La incorporación a Europa puso fin a esta secular frustración; ser español ya no era indecoroso en los foros internacionales. Todo lo contrario: la energía macerada en años de exclusión que desplegaron aquellos españoles les propulsó a ocupar cargos de alta responsabilidad mundial, dando origen a una situación insólita que debía haber bastado para liquidar la otra cara del orgulloso aislamiento y de su correlativo complejo de inferioridad: el papanatismo ante el extranjero. Pues es el caso que a mayor exaltación de la patria, más ración de papanatas, como sigue poniendo de manifiesto la élite dirigente del PNV cuando se le cae la baba sacando de excursión a un personaje tan impresentable de la clase política más desprestigiada de Europa como el honorable Cossiga.
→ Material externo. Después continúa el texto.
PR #2152, opened 2024-10-05
vkd3d: Allow exposing GPU_UPLOAD heap on smaller VRAM as well.

HansKristian-Work:
If game explicitly asks for GPU_UPLOAD we should honor it. Also allows our internal scratch allocations for uniform memory to use ReBAR on more modest VRAM configurations as well.

### DIFF
--- a/libs/vkd3d/memory.c
+++ b/libs/vkd3d/memory.c
@@ -1289,8 +1289,9 @@ static HRESULT vkd3d_memory_allocation_init(struct vkd3d_memory_allocation *allo
             return E_INVALIDARG;
         }
 
-        if (vkd3d_atomic_uint32_exchange_explicit(&device->memory_info.has_used_gpu_upload_heap, 1, vkd3d_memory_order_relaxed) != 1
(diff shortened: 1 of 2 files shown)


K0bin:
What prompted this change of opinion? 
I asked about this in the PR.

HansKristian-Work:
> What prompted this change of opinion?

There was an unintended fallout from this change, which is that our own internal scratch allocations would not be able to use ReBAR anymore, but this change makes it so that UPLOAD heap stays sysmem, but if GPU_UPLOAD is explicitly asked for, we should allow application to use it. The main reason we're careful about ReBAR on 8 GB is that every random UPLOAD thing is placed in ReBAR potentially, which bloats things.

K0bin:
The issue with internal allocations makes sense of course. I'm just a bit worried that games aren't smart enough about memory management which will end up hurting us more than Windows.

HansKristian-Work:
> The issue with internal allocations makes sense of course. I'm just a bit worried that games aren't smart enough about memory management which will end up hurting us more than Windows.

We can always re-evaluate if we see GPU_UPLOAD games in the wild that cause issues.

K0bin (approved):

doitsujin (approved):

Idéntico papanatismo, por lo demás, que esos alardes de ser amigo íntimo de tal o cual líder político europeo, de ser confidente de Tony o de Helmut, o de hablar no se sabe cuántas veces a la semana con el presidente de los Estados Unidos de América.
Ese papanatismo es el que nos vuelve a golpear la cara cuando el Gobierno se da tanta prisa en mostrar la solidaridad de España con unos Estados a los que el ministro de Asuntos Exteriores llama "nuestros aliados" como si nos vinculara a ellos una especie de triple alianza. Un Gobierno que no presumiera de tanta amistad con Blair ni se mostrara tan solícito con el Tío Sam habría respondido de otro modo, expresando, ya que no su indignación, al menos sus reservas o sus pesares, ante el flagrante desprecio a la ONU, a su Consejo de Seguridad y a su secretario general que supone la decisión unilateral angloamericana de bombardear Irak. Un Gobierno menos acomplejado no habría extendido tan rápidamente el felpudo ante ese rebrote de nostalgia imperial que resuena en el saludo de Blair a los valientes muchachos de la RAF [Royal Air Force] y en la tan evocadora figura del zorro del desierto con la que el Pentágono ha bautizado su televisiva acción.
¿Solidarios de nuestros aliados? Pues lo será el Gobierno, porque los demás hemos tenido ocasión de comprobar, si falta hacía, que lejos de ser aliados nuestros, el tándem UK-USA forma una alianza muy suya y que el Gobierno español, en las circunstancias que realmente cuentan, se da con un canto en los dientes si tales aliados tienen la gentileza de invitarle a cumplir el papel de comparsa.